BTW, in the Terminology.xml file, "process" is also present: http://www.openehr.org/releases/1.0.2/architecture/computable/terminology/terminology.xml
<Concept Language="en" ConceptID="431" Rubric="persistent"/>
<Concept Language="en" ConceptID="432" Rubric="Composition category"/>
<Concept Language="en" ConceptID="433" Rubric="event"/>
<Concept Language="en" ConceptID="434" Rubric="process"/> <<<<<<===========
Perhaps process was assigned a code but never grouped with composition category in the Archetype Editor because Sam didn't feel there was a clinical use case for it, which appeared to be backed by the commenter (Ian?) in Pablo's description above.
I certainly don't feel it fits the current use of category, which is, and I think should remain, specific to indicating the commit strategy.
Bjorn has been making good arguments for being able to define other categories of composition i.e primary or derived data but I think these are, I think orthogonal to the current 'category' usage and possibly deserve a new attribute.
Some thinking on the topic of persistence scope:
Some Compositions are truly event based and contains information which are collected and registered in a well defined clinical event.
Some Compositions are truly persistent and contains information which is unique (one instance) for a given EHR (patient/subject of care). This information is always true given a specific subject of care and there should only be one instance of the content.

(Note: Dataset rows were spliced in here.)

PR #330, opened 2019-05-13
Add handling of "comment" to disabled extensions.

### LINKED ISSUE #329: Build failure with 1.1.108 spec update
There's another build issue with VulkanHppGenerator:

> % (cd build && ./VulkanHppGenerator)
> Loading vk.xml from /home/tree/git/Vulkan-Hpp/Vulkan-Docs/xml/vk.xml
> Writing vulkan.hpp to /home/tree/git/Vulkan-Hpp/vulkan/vulkan.hpp
> warning: Unknown element in spec on line: 8093 comment!
> VulkanHppGenerator: /home/tree/git/Vulkan-Hpp/VulkanHppGenerator.cpp:1463: void VulkanHppGenerator::readExtensionDisabledRequire(const tinyxml2::XMLElement*): Assertion `value == "enum"' failed.
> Abort

No clue what's causing this - @mtavenrath @asuessenbach could you take a look at it? We won't be able to update Vulkan-Headers via https://github.com/KhronosGroup/Vulkan-Headers/pull/57 until this is resolved.

asuessenbach:
Fixes #329.

### DIFF
--- a/VulkanHppGenerator.cpp
+++ b/VulkanHppGenerator.cpp
@@ -1426,7 +1426,7 @@ void VulkanHppGenerator::readExtensionDisabledRequire(tinyxml2::XMLElement const
 {
   checkAttributes(getAttributes(element), element->GetLineNum(), {}, {});
   std::vector<tinyxml2::XMLElement const*> children = getChildElements(element);
-  checkElements(children, { "command", "enum", "type" });
+  checkElements(children, { "command", "comment", "enum", "type" });
 
   for (auto child : children)
   {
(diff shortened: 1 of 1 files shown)


VulkanHppGenerator.cpp
```diff
@@ -1426,7 +1426,7 @@ void VulkanHppGenerator::readExtensionDisabledRequire(tinyxml2::XMLElement const
 {
   checkAttributes(getAttributes(element), element->GetLineNum(), {}, {});
   std::vector<tinyxml2::XMLElement const*> children = getChildElements(element);
-  checkElements(children, { "command", "enum", "type" });
+  checkElements(children, { "command", "comment", "enum", "type" });
```
oddhack: ISTM that any addition to the schema is likely to trigger this kind of problem - it appears that you've encoded a snapshot of the schema into the generator code.

asuessenbach: That's right, it's a snapshot of what I've encountered. I don't know how to handle stuff I haven't encountered, yet. So I try to make sure I'm getting notified when something unexpected appears in vk.xml that might need some additional handling.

Then there are a lot of information which is persistent for a given scope or context. From my current point of view this scope or context is always some kind of health care process. Examples of these are episode of care, periode of care, patient pathway, surgery (including planning, performing and reporing).
Maybe we only need three levels like this? And then of course some qualifiers to tell the scope of persistence for process compositions?
And the the other dimension (orthogonal as Ian says) is a classification about the content. Is it a primary source or only copies of existing information? This is realted to my proposal of using Composition.Category for report compositions. As Ian writes I also think this orthogonal to the persistent nature for content.
Agree with Bjorn (or rather I think he agrees with me!!).
Adding ‘Episode persistent’ allows for more contextual periods of persistence and would add immediate benefit.
Agree that there is a need for other kinds of content classification possibly multiple occurence for the kind of usage that Bjorn describes.
I suggest we remove ‘process’ from the spec documentation - it really makes no sense in the COMPOSITION.category and is not currently being used that way in any of the tools or CDRs. We should probably leave it in the terminology in case it is being used for some different purpose.
Then deal with ‘episode persistent’ in the separate PR/CR that specifically handles this.